WORK ORDER: In the listing below, transcribe the line that contains "MEASURE FIRST: OCaml" and all lines following it, ending with the last line. Add nothing.

DATA SHOWN:
○ ○ ○ ○ ○

Issue #6947, opened 2026-09-06
MEASURE FIRST: OCaml inheritance across files/modules emits NO edge — the gate is deliberate, the population is unmeasured


cajasmota:
#6370's OCaml arm emits a hierarchy edge only when the parent class is declared in the SAME FILE. Two shapes produce nothing, and neither is exotic:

○ ○ ○ ○ ○

RESULT OF THIS EXERCISE:
MEASURE FIRST: OCaml inheritance across files/modules emits NO edge — the gate is deliberate, the population is unmeasured


cajasmota:
#6370's OCaml arm emits a hierarchy edge only when the parent class is declared in the SAME FILE. Two shapes produce nothing, and neither is exotic:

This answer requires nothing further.